嫌いな連中に自分の意見を決めてもらう人生

 さまざまな話題(2023年9月現在だと、インボイスとか神宮外苑再開発とか)に対して「自分はこう思っているんだけど、嫌いな連中が自分と同じ意見を言っているので意見をいう気が失せた/自分は間違っているんじゃないかと不安になった」という旨の発言をしている人を複数(というかかなりの数)見かけて素朴に驚いている。

 仲の良い人・好きな人だからといってその人が自分と同意見とは限らないのと同じで、たまたまある話題に対して嫌いな連中が自分と同じ意見を持ったとしても「まあそういうこともあるよね」なのではないか。

 ただ、忌避感や不安を鎮める解決法が無いことはない。あなたの嫌いな連中の発言を日々観察し、あなたはそれと反対の意見を“自分の意見”として採用すれば良い。

 それって「嫌いな連中に自分の意見を決めてもらう」ってことなのだけど、嫌いな連中が自分と同じ意見を言うことに忌避感を持ったり不安になったりしてしまうのであればそうするしかない。他人はコントロールできないのだから。

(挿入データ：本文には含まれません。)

PR #34272, opened 2022-12-02
CI boilerplate reduction

kwryankrattiger:
Reduce boilerplate in the CI yaml by allowing composition based on pipeline targets OS/arch

CC: @blue42u


blue42u:
@kwryankrattiger Thanks for working on this! One high-level question, based on [`ci_process_includes`](https://github.com/spack/spack/pull/34272/files#diff-49f4a785e6a8295a5cd5af6a072cde881c00aecefe40fadf40abb33d5c35f6f5R622) it seems like the `included` configurations are merged and then `mappings` are applied later. If so, this has the [quirky nuance I alluded to before](https://github.com/spack/spack/pull/32300#issuecomment-1319605192) and was hoping to avoid. Given this configuration sketch:
```yaml
---  # common/ci.yaml
ci:
  variables:
    SIZE: "small"
  mappings:
  - match: [llvm]
    runner-attributes:
      variables:
        SIZE: "medium"

---  # big-env/spack.yaml
spack:
  spec:
  - llvm targets=all
  - paraview
  ci:
    include: common
    variables:
      SIZE: "large"  # All the packages in this environment are large
```
In the generated pipeline, a `paraview` build job will be `SIZE:"large"`, but an `llvm` build job will be `SIZE:"medium"`. That doesn't make intuitive sense to me, if I set the `SIZE` in `spack.yaml` I would expect it to override the variable set in the `common` configuration, no matter "where" it was set.

If this PR doesn't already, is there anything preventing the `included` configurations from being applied in order, instead of merged?

kwryankrattiger:
@blue42u So the `ci_process_includes` function is no longer used in favor of adding a "ci.yaml" and "cdash.yaml" and "view.yaml" to spack. That said, you concern persists even with spacks default merging strategy.

To address the quirky behavior, I think that has more to do with how the "scope" is defined. At the top most level, you don't specify the value the must be applied to each job, you specify the "default" value that is populated to all jobs, including the service jobs and signing job.

The next scope that is applied is the job type scope. For the build jobs the `build-job-attributes` section is applied.

The last scope that is applied for build jobs is the mapping scope which will override and append to everything defined in the previous scopes.

This is all relatively consistent with how things were done before, but now configurations are allowed to span multiple files to move boilerplate out of the specific stack files.

To achieve the desired result of forcing all build jobs to set a variable you could either change the custom configuration scopes passed to the generate step to exclude the default mappings (subtle) or specify a mapping to all discovered packages that sets the `variables:SIZE:"large"` (less subtle).

---

One of the things that I am less thrilled about with the default spack merging is that `script` is going to merge using the prepend strategy which was the major difference between the `spack.config.merge_yaml` and `spack.ci._merge_attributes` routines. For `before_script` and `after_script` we probably want to use an `append` strategy and for `script` we always want to override.

I think maybe I am just reading the config stuff backwards and "source" prepending means the the lower precedence configs are processed last and therefore everything after is appended to it. I will run some tests once I get this working again.

But the non-override behavior for script is an issue. @tgamblin @scottwittenburg if either of you have ideas or comments on how this should work.

kwryankrattiger:
One the override behavior, I think I found the solution, `script:: []` should allow overriding values it seems, not sure if there is more needed for that, but that is what the docs seem to imply.

blue42u:
@kwryankrattiger It worries me that you're trying to add key-specific merging behavior here, in https://github.com/spack/spack/pull/32300 I was avoiding that completely (to decouple as much as possible the Spack configuration format from GitLab CI's own schema). There are also weird edge cases I do not believe the Spack config-merge can or should handle, e.g. `cache:` can be a `list` or a `dict` (interpreted as a 1-element `list`).

Regarding "scope," while I understand the explanation and know that the proposed workaround works, I still find it very unintuitive and confusing. It introduces cross-dependencies where one config needs to know where values are set in "previous" configs to even work. Which means a setup using "mixin" configs is more-or-less unmaintainable (or at the very least, *really* confusing).

kwryankrattiger:
>  I do not believe the Spack config-merge can or should handle, e.g. cache: can be a list or a dict (interpreted as a 1-element list).

I did check this, and it is handled by checking if one of them is a list, converting the dict value to a list, and then applying the merge. This should be okay.

>  where one config needs to know where values are set in "previous" configs to even work.

I don't think there is really a way around this. The way spack configs work in general is read -> merge -> get processed by spack command. 

Even if each yaml was read and processed in order in the CI module, which is what we decided not to do by moving to the spack config merge instead of the `ci_process_includes`, what is the correct logic for overriding values at different scopes across different configuration precedence? I feel like the rules would be even more convoluted in that workflow than they are using the default spack workflow.

Having to know which configs are being used, the order of precedence they are specified in, and what values they set I think is an okay requirement since that is already a requirement when using configuration scopes in spack. The biggest difference is the CI module has scopes to make it easier to say "do this for everything" once at a high level rather than having to always specify configs at the lower level. Things like `SIZE` that get specified at a mapping level in general will just always need to be specified at a mapping level.

kwryankrattiger:
> It worries me that you're trying to add key-specific merging behavior here

The most recent changes are trying not to do this because your concerns were echoed by others. The scripts are the only ones that I am a little concerned about the default behavior being applied, but they will probably be fine.

blue42u:
Crazy half-baked idea, what if it was a list of "modifications" applied to the generated pipeline in reverse order:
```yaml
--- # common/ci.yaml
ci:
  pipeline-gen:  # TODO: Better name for this key
  - match_behavior: first
    submapping:
    - match: [llvm]
      build-job-attributes:
        +variables: {SIZE: "medium"}
  - build-job-attributes:
      +variables: {SIZE: "small"}

--- # big-env/spack.yaml
spack:
  include: common/ci.yaml
  spec:
  - llvm targets=all
  - paraview
  ci:
    pipeline-gen:
    - +variables: {SIZE: "large"}
```

After the Spack config-merge, the above two should become the unified config:
```yaml
spack:
  spec:
  - llvm targets=all
  - paraview
  ci:
    pipeline-gen:
    - +variables: {SIZE: "large"}
    - match_behavior: first
      submapping:
      - match: [llvm]
        build-job-attributes:
          +variables: {SIZE: "medium"}
    - build-job-attributes:
        +variables: {SIZE: "small"}
```

The entries below `pipeline-gen:` can then be "applied" to the pipeline in reverse order using a custom merge (e.g. the `+` merge prefix from #32300), and the final end result correctly prefers `spack.yaml` over `common/ci.yaml`.

Still a bit confusing from the reversed order (it would need to be explained as something like "value from first matching key" and "`+` prefix indicates use next matching sub-key"). IMHO it's still less confusing (and more maintainable) than 3 different "scopes" at which changes could be made.

kwryankrattiger:
> Crazy half-baked idea, what if it was a list of "modifications" applied to the generated pipeline in reverse order: 

From what I can tell, this is exactly like what is already there, but less verbose. The biggest change this is making I think is the contents of the mappings list can either be just a runner attributes dict, or a submapping/matches specification. I do like `submapping` over `matches`.

I like the idea of having a better shorthand for saying "everything gets this mapping if it gets here" that is not the somewhat odd `match: ["@:"]` hack to catch all of the things.

kwryankrattiger:
actually...I think I am seeing the more subtle part of this proposal. There would be no top level runner attributes, except for maybe a subset which we can chose like `image`.

I think the way this would look then would be 

```yaml
--- # common/ci.yaml
ci:
  pipeline-gen:  # TODO: Better name for this key
  - match_behavior: first
    submapping:
    - match: [llvm]
      build-job-attributes:
        +variables: {SIZE: "medium"}
  # build-job-attrbutes apply all block
  -  +variables: {SIZE: "small"}

--- # big-env/spack.yaml
spack:
  include: common/ci.yaml
  spec:
  - llvm targets=all
  - paraview
  ci:
    pipeline-gen:
    # stack override apply all block
    - +variables: {SIZE: "large"}
```

blue42u:
I wanted to keep the `build-job-attributes:` key to apply a modification only to the build jobs (and not `rebuild-index`, `no-specs-to-rebuild`, etc.). It is also needed to properly distinguish between `submapping:` the Spack key and `submapping:` the potential GitLab CI key.

But otherwise, exactly!

kwryankrattiger:
Mappings always only apply to the build jobs, so maybe it would make sense to nest the mappings under that section? If we go this route, the idea of having a `build-job-attributes` section kind of becomes redundant. It would make sense to me to just unify all of the job attribute mapping to the `_find_matching_config` routine and call it done. Then I could remove the extra step of merging the `build-job-attributes` section into the top level configs when initializing build job configs.

blue42u:
There's also `signing-job-attributes:`, and from #32300 `noop-job-attributes:`, `reindex-job-attributes:` and `pipeline-attributes:`. I would like to give them different attributes so having separate keys is important in `pipeline-gen:` entries.

The problem with `submapping` under `build-job-attribute:` is that it conflicts with the potential GitLab key `submapping:`, while if you remove `build-job-attributes:` from the `match:` clause you conflict with the potential GitLab key `match:`. It's redundant but necessary.

Basically, for #32300 the parts of the config that are GitLab CI attributes should be considered (practically) a opaque blob of data (except in `_merge_attributes`):
```yaml
--- # common/ci.yaml
ci:
  pipeline-gen:  # TODO: Better name for this key
  - match_behavior: first
    submapping:
    - match: [llvm]
      build-job-attributes: GITLAB BITS
  - build-job-attributes: GITLAB BITS

--- # big-env/spack.yaml
spack:
  include: common/ci.yaml
  spec:
  - llvm targets=all
  - paraview
  ci:
    pipeline-gen:
    - build-job-attributes: GITLAB BITS
```
So, I'm pretty sure all the `build-job-attributes:` keys are needed to make this work properly.

(It looks like there was a missing `build-job-attributes:` in my first example, sorry. This one is correct.)

kwryankrattiger:
Okay, I think I am seeing more where you are going with this, your idea is taking this quite a bit further than I originally was thinking, but I think that is a good thing. It certainly leans more into your work with handling then merge semantics, which I think is good.

I like this idea of the `pipeline-gen` that pushes all of the configuration blocks into a list, rather than trying to track map levels and mixed scope level between configs. In the end, it makes it more consistent when trying to reason about what you actually get in the end and validating that configs are being scoped in the correct order.

This will make the schema a tad more complicated, because there will be three types of items allowed now instead of one, `global`, `<job>-attributes`, and `submapping` items. But, in the ci module code, this could be modeled by looping the `pipeline-gen` list and calling handlers based on the type of scope encountered which would likely simplify parts of the CI module quite a bit since applying configs to jobs will always be done the same, it is only the job selection that would be different.

I would like to get more feedback from @scottwittenburg on this, but I think this is a good direction.

adamjstewart (dismissed):
I like this a lot! This resolves most of my complaints about adding new pipelines. Some additional ideas (alternatives?) worth considering, either in this PR or more likely a follow-up PR:

### Platform based on directory name

I wonder if we could condition arch on pipeline location. For example, move:
```
share/spack/gitlab/cloud_pipelines/stacks/ml-linux-x86_64-cpu/spack.yaml
```
to:
```
share/spack/gitlab/cloud_pipelines/linux/x86_64/ml-cpu/spack.yaml
```
and have the arch automatically detected based on the file location.

### Matrix of platforms

For a lot of (most?) pipelines, we want to build a set of packages on most (all?) platforms. For example, for the ML stack, I'm planning on testing the following cross product:

* platform: linux, darwin
* target: x86_64, aarch64, ppc64le
* variants: +cuda, +rocm, ~cuda~rocm

This requires me to duplicate the list of packages I want to build in 18 files. If I could instead specify a matrix in `spack.yaml` and exclude known invalid combinations (no such thing as darwin ppc64le, tensorflow doesn't build on aarch64) that would make it much easier to maintain. As is, if I want to add a new package to the list, I would have to update 18 files.

See #32894 and #32893 for details on this.

P.S. Not trying to hold up this wonderful PR by suggesting more work, just wanted to put these ideas out here so people have them in mind while working on this refactor. I'm guessing these will end up being follow-up PRs in the end.

Will review again after this is rebased, the ML pipelines have changed quite a bit since this PR branch was first created and I want to make sure nothing is lost in the refactor.

blue42u:
Thanks @adamjstewart for pushing this PR forward!

I'd like to request one change to be made before this is merged. Currently this PR changes the `*script:` fields representation to strings containing YAML code, I would much prefer if they were instead recursive lists of strings as is supported by the GitLab CI format. This allows sharing script-fragments between parts of the configuration by using YAML anchors, which I use frequently in my `spack ci` configuration, e.g.:
```yaml
  ci:
    pipeline-gen:
    - reindex-job:
        script:
          - &init_spack
            - git clone ...
            - source ...
          - spack buildcache update-index ...
    - build-job:
        tags: [foo]
        script:
          - *init_spack
          - spack ci rebuild ...
```
I already raised this request with @kwryankrattiger over Slack DMs, we settled on an idea to reduce surprises when using this format: `*script:` keys default to override (`*script::`) unless explicitly indicated as merge (`*script+:`), all other keys merge by default (unless explicitly indicated as override). Since "merge" for lists is confusingly prepend (instead of append) and `*script:` keys are uniquely sensitive to order, this reduces surprises by making "merge" opt-in.

kwryankrattiger:
@blue42u 
I think lists of lists will solve the issue I had just as well as strings, and since it is already compatible with GitLab I think that is a great solution. I will add that today and rebase on master...hopefully that goes well.

@adamjstewart 
TL;DR, I think both ideas are good but I want to keep this change mostly to changes related to YAML structure changes. The restructuring in this PR right now is just a subset of the changes it makes possible going forward.

> Platform based on directory name

I think this could make sense, then the `.gitlabci.yml` script for ml pipelines could be reused for each stack. In general, it could change the setup to just be set the platform/arch/pipeline name environment variables. Since this is more of a spack CI setup chawnge vs a yaml one I think this could come after this PR.

> Matrix of platforms

I think we get this for free using the custom config scopes. The ML pipeline should be able to maintain a common `spack.yaml` and then add that to the CLI configuration scope list in the setup pipelines. I think this is also something the can be added after this since it is not changing any of the core YAML. If it isn't already there, I think it should be relatively easy to add @tgamblin ?

lib/spack/spack/config.py
```diff
@@ -1044,6 +1053,34 @@ def _override(string):
...
+    """Test if a spack YAML string is an override.
+
+    See ``spack_yaml`` for details.  Keys in Spack YAML can end in `+:`,
+    and if they do, their values append lower-precedence
+    configs.
+
+    str, str : concatenate strings.
+    [str], str : append string to list. (maybe)
+
+    """
```
scottwittenburg, line 1074: This docstring looks identical to the one above, probably copy-pasted and needs update?

lib/spack/spack/config.py
```diff
@@ -360,6 +363,12 @@ def _process_dict_keyname_overrides(data):
             if sk.endswith(":"):
                 key = syaml.syaml_str(sk[:-1])
                 key.override = True
+            elif sk.endswith("+"):
+                key = syaml.syaml_str(sk[:-1])
+                key.prepend = True
+            elif sk.endswith("-"):
+                key = syaml.syaml_str(sk[:-1])
+                key.append = True
```
scottwittenburg, line 370: I think these new config modifiers should be explained in the PR description.  Then the content could maybe be used to update the config section of the docs.

lib/spack/spack/ci.py
```diff
@@ -595,12 +728,36 @@ def generate_gitlab_ci_yaml(
...
     yaml_root = ev.config_dict(env.yaml)
 
-    if "gitlab-ci" not in yaml_root:
-        tty.die('Environment yaml does not have "gitlab-ci" section')
-
-    gitlab_ci = yaml_root["gitlab-ci"]
-
-    cdash_handler = CDashHandler(yaml_root.get("cdash")) if "cdash" in yaml_root else None
+    # Add config scopes to environment
+    if True:
```
scottwittenburg: Why is this in an if block if the condition is just `True`?

lib/spack/spack/ci.py
```diff
@@ -595,12 +728,36 @@ def generate_gitlab_ci_yaml(
...
+            and os.path.exists(s.path)
+        ]
+        include_scopes = []
+        for scope in cli_scopes:
+            if scope not in include_scopes and scope not in env_includes:
+                include_scopes.insert(0, scope)
+        env_includes.extend(include_scopes)
+        yaml_root["include"] = env_includes
+        with open(os.path.join(env.path, "spack.yaml"), "w") as fd:
+            fd.write(syaml.dump_config(env.yaml, default_flow_style=False))
```
scottwittenburg: Is this overwriting the active environment with the merged config?  That seems weird to me, but maybe I just don't get it yet.  If this is the intent, I think it warrants a comment.

lib/spack/spack/test/cmd/ci.py
```diff
@@ -229,6 +234,13 @@ def test_ci_generate_with_env(
 
             assert "rebuild-index" in yaml_contents
             rebuild_job = yaml_contents["rebuild-index"]
+            with capsys.disabled():
+                print("Summary...")
```
scottwittenburg: These `print` statements should be removed I think.

lib/spack/spack/ci.py
```diff
@@ -546,6 +486,235 @@ def get_spec_filter_list(env, affected_pkgs):
...
+                    "script:": [
+                        "cd {env_dir}",
+                        "spack env activate --without-view .",
+                        "spack ci rebuild",
+                    ],
+                }
+            },
+        ]
+
+        # Job overrides
```
scottwittenburg, line 612: So are these the bits of different jobs that the user has no control over?  I.e. we're forcing it here, regardless of what they put?

scottwittenburg: I guess that's what we did before, but now, it's easier to see what's going on :+1:

lib/spack/spack/ci.py
```diff
@@ -1367,7 +1517,7 @@ def generate_gitlab_ci_yaml(
             sys.exit(1)
 
     with open(output_file, "w") as outf:
-        outf.write(syaml.dump_config(sorted_output, default_flow_style=True))
+        outf.write(syaml.dump_config(sorted_output, default_flow_style=False))
```
scottwittenburg: Can the flow style of the output be an option provided on the command line?  

Just spitballing the option here, but maybe something like `--output-style readable|condensed`?  I feel like most of the time, this is consumed by gitlab and never seen by a human, and adding the extra size for readability might not make sense in those situations.  The option could be `readable` by default, and we could pass `condensed` from gitlab ci or anywhere else we're concerned about yaml size.

scottwittenburg (commented):
After talking with you about this many times over the past few weeks, I'm starting to have a pretty good sense of how this will change how we define pipelines, and I think it's going to be great!

For anyone who didn't talk to you about it many times, I think this PR needs a description summarizing the changes and giving some examples.

I've added some initial questions and observations, but I'll make another pass when you're ready.

lib/spack/spack/ci.py
```diff
@@ -833,6 +1026,13 @@ def generate_gitlab_ci_yaml(
         else:
             broken_spec_urls = web_util.list_url(broken_specs_url)
 
+    # Make sure all reserved tags are removed for all jobs
```
scottwittenburg: I don't think this comment makes sense here.

lib/spack/spack/ci.py
```diff
@@ -546,6 +486,235 @@ def get_spec_filter_list(env, affected_pkgs):
...
+            has_submapping = "submapping" in section
+            section = cfg.InternalConfigScope._process_dict_keyname_overrides(section)
+
+            if name:
+                remove_job_name = self.__job_name(name, suffix="-remove")
+                merge_job_name = self.__job_name(name)
+                do_remove = remove_job_name in section
+                do_merge = merge_job_name in section
+
+                def _apply_section(attrs, section):
```
scottwittenburg: Why define this function within the loop?  Could you move it outside to be defined only once if you pass in `do_merge` and `do_remove` as parameters?

lib/spack/spack/ci.py
kwryankrattiger: The point of this is to add the includes to the environment to make it easier for someone using the reproducer. I think it is probably sufficient to only write this out to the copied spack.yaml as we discussed earlier.

lib/spack/spack/ci.py
kwryankrattiger: I thought about making it an option..but I don't know of a good use case to not do this operation so maybe I will leave that as always on until it creates an issue.

lib/spack/spack/ci.py
kwryankrattiger: I am using it more like a lambda with a capture list, I thought it was a little more readable to just say "apply the section to the job attributes" without the extra args. If this isn't idiomatic python I can change it though, I didn't think it cost that much to define a function in a loop.

lib/spack/docs/pipelines.rst
```diff
@@ -354,113 +351,27 @@ arguments you can pass to ``spack ci reproduce-build`` in order to reproduce
...
-progresses, this build group may have jobs added or removed. The url, project,
-and site are used to specify the CDash instance to which build results should
-be reported.
-
-Take a look at the
-`schema <https://github.com/spack/spack/blob/develop/lib/spack/spack/schema/gitlab_ci.py>`_
-for the gitlab-ci section of the spack environment file, to see precisely what
-syntax is allowed there.
+.. code-block:: bash
+  cd ${concrete_environment_dir}
```
scottwittenburg, line 379: Adding a newline here fixes the doc build error for me locally.  I did find some mention of this buried in the `Directives` section of the sphinx rst docs [here](https://www.sphinx-doc.org/en/master/usage/restructuredtext/basics.html#directives).

lib/spack/docs/pipelines.rst
```diff
@@ -354,113 +351,27 @@ arguments you can pass to ``spack ci reproduce-build`` in order to reproduce
...
+  spack env activate --without-view .
+  spack ci rebuild
 
 .. _rebuild_index:
 
-^^^^^^^^^^^^^^^^^^^^^^^^^^^^^^^^^^^^^^
-Note about rebuilding buildcache index
-^^^^^^^^^^^^^^^^^^^^^^^^^^^^^^^^^^^^^^
+^^^
```
scottwittenburg: You have to extend these to the end of the text they surround, or else they end up rendered like this:

broken_section

lib/spack/docs/pipelines.rst
```diff
@@ -475,21 +386,33 @@ not correctly reflect the mirror's contents at the end of a pipeline.
...
 spack generates a job to update the buildcache index of the target mirror
 at the end of each pipeline by default.  You can disable this behavior by
-adding ``rebuild-index: False`` inside the ``gitlab-ci`` section of your
-spack environment.  Spack will assign the job any runner attributes found
-on the ``service-job-attributes``, if you have provided that in your
-``spack.yaml``.
+adding ``rebuild-index: False`` inside the ``ci`` section of your
+spack environment.
+
+Reindex jobs do not allow modifying the ``script`` attribute since it is automatically generate using the target mirror listed in the ``mirrors::mirror`` configuration.
```
scottwittenburg:
```suggestion
Reindex jobs do not allow modifying the ``script`` attribute since it is automatically generated using the target mirror listed in the ``mirrors::mirror`` configuration.
```

lib/spack/docs/pipelines.rst
```diff
@@ -499,47 +422,78 @@ Following is an example of this section added to a ``spack.yaml``:
...
+             name: 'some.image.registry/custom-image:latest'
+             entrypoint: ['/bin/bash']
+           script::
+             - echo "Custom message in a custom script"
 
 The example above illustrates how you can provide the attributes used to run
 the NO-OP job in the case of an empty pipeline.  The only field for the NO-OP
 job that might be generated for you is ``script``, but that will only happen
-if you do not provide one yourself.
+if you do not provide one yourself. Notice in this example the ``script`` uses the ``::`` notation to perscribe override behavior. Without this, the ``echo`` command would have been prepended to the automatically generated script rather than replacing it.
```
scottwittenburg:
```suggestion
if you do not provide one yourself. Notice in this example the ``script`` uses the ``::`` notation to prescribe override behavior. Without this, the ``echo`` command would have been prepended to the automatically generated script rather than replacing it.
```

lib/spack/docs/pipelines.rst
```diff
@@ -499,47 +422,78 @@ Following is an example of this section added to a ``spack.yaml``:
...
+      build-group: Release Testing
+      url: https://cdash.spack.io
+      project: Spack
+      site: Spack AWS Gitlab Instance
+
+The ``ci`` config section is used to configure how the pipeline workload should be
+generated, mainly how the jobs for building specs should be assigned to the
+configured runners on your instance. The main section for configuring pipelines
+is ``pipeline-gen``, which is a list of job attribute sections that are merged,
+using the same rules as Spack configs (TODO:ref:`spack_configs`), from the bottom up.
```
scottwittenburg: What is the TODO about here?  Just making a link to another section of the docs, or something more?

lib/spack/docs/pipelines.rst
```diff
@@ -499,47 +422,78 @@ Following is an example of this section added to a ``spack.yaml``:
...
+The order sections are applied is to be consistent with how spack orders scope precendense when merging lists.
```
scottwittenburg:
```suggestion
The order sections are applied is to be consistent with how spack orders scope precedence when merging lists.
```

lib/spack/docs/pipelines.rst
```diff
@@ -475,21 +386,33 @@ not correctly reflect the mirror's contents at the end of a pipeline.
...
+adding ``rebuild-index: False`` inside the ``ci`` section of your
+spack environment.
+
+Reindex jobs do not allow modifying the ``script`` attribute since it is automatically generate using the target mirror listed in the ``mirrors::mirror`` configuration.
+
+^^^
+Signing (signing)
+^^^
+
+This job is run after all of the rebuild jobs are completed and is intended to be used to sign the package binaries built by a protected CI run. Signing jobs are generated only if a signing job ``script`` is specified and the spack CI job type is protected. Note, if an ``any-job`` section contains a script, this will not implicitly create a ``signing`` job, a signing job may only exist if it is explicitly specified in the configuration with a ``script`` attribute. Specifying a signing job without a script does not create a signing job and the job configuration attributes will be ignored. Signing jobs are always assigned the runner tags ``aws``, ``protected``, and ``notary``.
```
scottwittenburg: Everywhere else in this document and others, it seems newlines have been used to control line length.  We should probably do the same with all your additions here.

lib/spack/docs/pipelines.rst
```diff
@@ -499,47 +422,78 @@ Following is an example of this section added to a ``spack.yaml``:
...
-^^^^^^^^^^^^^^^^^^^^^^^^^^^^^^^^^^^^^^^^
+
+^^^
+Job Attribute Sections
+^^^
+
+Each type of job may have attributes added or removed via sections in the ``pipeline-gen`` list. Job type specific attributes may be specified using the keys ``<type>-job`` to add attributes to all jobs of type ``<type>`` or ``<type>-job-remove`` to remove attributes of type ``<type>``. Each section may only contain one type of job attribute specification, ie. , ``build-job`` and ``noop-job`` may not coexist but ``build-job`` and ``build-job-remove`` may. Note, ``*-remove`` specifications are applied before the additive attribute specification.
+
+All of the attributes specified are forwarded to the generated CI jobs, however special treatment is applied to the attributes ``tags``, ``image``, ``variables``, ``script``, ``before_script``, and ``after_script`` as they are components recognized explicitly by the Spack CI generator. For the ``tags`` attribute, Spack will remove reserved tags (:ref:`reserved_tags`) from all jobs specified in the config. In some cases, such as for ``signing`` jobs, reserved tags will be added back based on the type of CI that is being run.
```
scottwittenburg: The next two paragraphs following this one probably need updated to remove mention of `runner-attributes`, which I don't think is used anymore, is it?

lib/spack/docs/pipelines.rst
```diff
@@ -565,46 +519,27 @@ environment directory is located within your ``--artifacts_root`` (or if not
 provided, within your ``$CI_PROJECT_DIR``), activates that environment for
 you, and invokes ``spack ci rebuild``.
 
-.. _staging_algorithm:
+Sections that specify scripts (``script``, ``before_script``, ``after_script``) are all read as lists of commands or lists of lists of commands. It is recommended to write scripts as lists of lists if scripts will be composes via merging. The default behavior of merging lists will remove duplicate commands and potentially apply unwanted reordering, where as merging lists of lists will preserve the local ordering and never removes duplicate commands. When writting commands to the CI target script, all lists are expanded and flattened into a single list.
```
scottwittenburg:
```suggestion
Sections that specify scripts (``script``, ``before_script``, ``after_script``) are all read as lists of commands or lists of lists of commands. It is recommended to write scripts as lists of lists if scripts will be composed via merging. The default behavior of merging lists will remove duplicate commands and potentially apply unwanted reordering, whereas merging lists of lists will preserve the local ordering and never removes duplicate commands. When writing commands to the CI target script, all lists are expanded and flattened into a single list.
```

lib/spack/docs/pipelines.rst
```diff
@@ -565,46 +519,27 @@ environment directory is located within your ``--artifacts_root`` (or if not
...
-Gitlab CI rules about jobs/stages.  In the staging process the goal is to maximize
-the number of jobs in any stage of the pipeline, while ensuring that the jobs in
-any stage only depend on jobs in previous stages (since those jobs are guaranteed
-to have completed already).  As a runner is determined for a job, the information
-in the ``runner-attributes`` is used to populate various parts of the job
-description that will be used by Gitlab CI. Once all the jobs have been assigned
-a runner, the ``.gitlab-ci.yml`` is written to disk.
+A special case of attribute specification is the ``submapping`` section which may be used to apply job attributes to build jobs based on the package spec associated with the rebuild job. Submapping is specified as a list of spec ``match`` lists associated with ``build-job``/``build-job-remove`` sections. There are two option for ``match_behavior``, either ``first`` or ``merge`` may be specified. In either case, the ``submapping`` list is processed from the bottom up, and then each ``match`` lists is searched for a string that satisfies the check ``spec.satisfies({match_item})`` for each concrete spec.
```
scottwittenburg:
```suggestion
A special case of attribute specification is the ``submapping`` section which may be used to apply job attributes to build jobs based on the package spec associated with the rebuild job. Submapping is specified as a list of spec ``match`` lists associated with ``build-job``/``build-job-remove`` sections. There are two options for ``match_behavior``, either ``first`` or ``merge`` may be specified. In either case, the ``submapping`` list is processed from the bottom up, and then each ``match`` list is searched for a string that satisfies the check ``spec.satisfies({match_item})`` for each concrete spec.
```

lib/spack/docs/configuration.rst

 それってしんどい人生だなあと私は思うが、そうは思わない人が実は多数派で「普通」なのかもしれない。

人に向けて自転車のベルを鳴らす問題

 2023年6月に「自転車に乗っている時に、進行方向に歩行者がいた。その時に自転車のベルを注意喚起のつもりで鳴らしたら歩行者にキレられた」という記事を目にした。

 まず、自転車のベルは車のクラクションと同じでむやみに鳴らしていいものではない。あくまで非常時に鳴らすものである(道路交通法の第五十四条(警音器の使用等)2項)。しかし、自転車は乗るのに免許が必要なわけではない。ベルはむやみに鳴らすものではないということを知らない人も多いだろう。

 自転車に乗っていて、前方に歩行者がいたとする。その時「自分が通ることを歩行者に知らせるために自転車のベルを鳴らすのがルールやマナーである」と考える人は実は多いのではないか。

 自転車のベルを鳴らす際に、「自分はルールやマナーを守って、前方の歩行者に自分の存在を知らせるためにベルを鳴らしている」とピュアに思っている人は多いのではないか。そして、それを自分の子供に教えている人もいる。というかそういう人を見かけたことある。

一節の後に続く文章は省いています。